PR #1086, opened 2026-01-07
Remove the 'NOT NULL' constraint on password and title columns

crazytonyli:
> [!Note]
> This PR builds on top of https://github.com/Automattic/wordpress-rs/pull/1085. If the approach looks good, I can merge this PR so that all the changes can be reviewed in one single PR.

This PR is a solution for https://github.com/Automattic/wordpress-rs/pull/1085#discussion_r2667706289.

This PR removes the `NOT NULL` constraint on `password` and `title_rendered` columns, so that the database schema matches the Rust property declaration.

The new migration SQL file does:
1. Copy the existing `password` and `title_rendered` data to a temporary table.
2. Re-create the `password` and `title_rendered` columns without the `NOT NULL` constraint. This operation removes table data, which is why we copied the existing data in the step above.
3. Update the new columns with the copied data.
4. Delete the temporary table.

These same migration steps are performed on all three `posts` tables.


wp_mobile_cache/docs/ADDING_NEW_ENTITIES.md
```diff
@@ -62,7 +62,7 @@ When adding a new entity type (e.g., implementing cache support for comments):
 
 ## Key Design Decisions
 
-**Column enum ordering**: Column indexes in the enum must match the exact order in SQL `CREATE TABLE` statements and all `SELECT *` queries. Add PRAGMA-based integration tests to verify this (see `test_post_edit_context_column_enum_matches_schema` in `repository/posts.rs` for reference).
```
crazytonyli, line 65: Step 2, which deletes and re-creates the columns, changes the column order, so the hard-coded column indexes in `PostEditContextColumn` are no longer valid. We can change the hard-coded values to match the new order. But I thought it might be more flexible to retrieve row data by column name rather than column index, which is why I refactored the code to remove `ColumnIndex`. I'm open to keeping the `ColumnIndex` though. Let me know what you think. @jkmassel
• • • • •
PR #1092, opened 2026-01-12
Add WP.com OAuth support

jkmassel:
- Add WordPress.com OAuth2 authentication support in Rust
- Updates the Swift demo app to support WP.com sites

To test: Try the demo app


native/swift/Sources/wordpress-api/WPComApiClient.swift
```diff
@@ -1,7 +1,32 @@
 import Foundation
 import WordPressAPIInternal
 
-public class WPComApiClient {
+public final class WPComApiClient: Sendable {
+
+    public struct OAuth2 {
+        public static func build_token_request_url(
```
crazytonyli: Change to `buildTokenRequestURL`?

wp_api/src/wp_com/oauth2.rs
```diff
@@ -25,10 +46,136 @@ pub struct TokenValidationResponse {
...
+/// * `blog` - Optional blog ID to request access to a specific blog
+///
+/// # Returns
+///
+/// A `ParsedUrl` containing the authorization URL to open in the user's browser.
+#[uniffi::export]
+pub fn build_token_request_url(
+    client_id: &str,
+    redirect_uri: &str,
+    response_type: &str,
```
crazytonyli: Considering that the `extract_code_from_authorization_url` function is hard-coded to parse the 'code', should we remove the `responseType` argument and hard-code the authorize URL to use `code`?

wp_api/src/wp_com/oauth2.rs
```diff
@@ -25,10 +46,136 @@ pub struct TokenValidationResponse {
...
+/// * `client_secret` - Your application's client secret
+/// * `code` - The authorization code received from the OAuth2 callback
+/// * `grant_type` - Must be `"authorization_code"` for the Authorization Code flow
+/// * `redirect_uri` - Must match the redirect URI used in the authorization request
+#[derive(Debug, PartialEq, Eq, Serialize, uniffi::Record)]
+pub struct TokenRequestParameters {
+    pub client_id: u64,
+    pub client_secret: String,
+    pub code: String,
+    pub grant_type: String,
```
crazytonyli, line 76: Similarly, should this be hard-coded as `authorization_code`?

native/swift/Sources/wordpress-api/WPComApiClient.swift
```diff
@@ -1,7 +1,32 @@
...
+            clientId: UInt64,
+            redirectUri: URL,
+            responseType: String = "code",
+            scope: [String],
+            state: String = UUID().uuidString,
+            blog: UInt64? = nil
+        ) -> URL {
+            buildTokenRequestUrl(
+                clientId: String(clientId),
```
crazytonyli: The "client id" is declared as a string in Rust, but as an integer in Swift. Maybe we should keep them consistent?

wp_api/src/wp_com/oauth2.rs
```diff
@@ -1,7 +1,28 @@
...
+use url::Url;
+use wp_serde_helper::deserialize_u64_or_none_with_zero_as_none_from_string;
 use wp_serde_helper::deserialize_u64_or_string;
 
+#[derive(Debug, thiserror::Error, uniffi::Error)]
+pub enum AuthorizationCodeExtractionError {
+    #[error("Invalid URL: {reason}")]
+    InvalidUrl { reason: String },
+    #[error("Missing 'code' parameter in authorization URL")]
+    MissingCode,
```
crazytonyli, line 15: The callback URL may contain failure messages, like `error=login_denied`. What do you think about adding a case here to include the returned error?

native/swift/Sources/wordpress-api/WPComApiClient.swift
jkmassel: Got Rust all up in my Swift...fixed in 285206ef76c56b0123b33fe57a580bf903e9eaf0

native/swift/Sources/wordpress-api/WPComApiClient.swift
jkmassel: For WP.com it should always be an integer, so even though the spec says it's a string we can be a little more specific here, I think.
• • • • •
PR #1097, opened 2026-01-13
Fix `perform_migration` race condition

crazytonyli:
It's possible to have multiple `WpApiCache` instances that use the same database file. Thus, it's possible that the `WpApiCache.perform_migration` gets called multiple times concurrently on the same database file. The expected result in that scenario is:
• • • • •
**Assigned task**
Within the records above, each line containing "support" is to be returned.

**Exercise answer**
@@ -62,7 +62,7 @@ When adding a new entity type (e.g., implementing cache support for comments):
Add WP.com OAuth support
- Add WordPress.com OAuth2 authentication support in Rust
- Updates the Swift demo app to support WP.com sites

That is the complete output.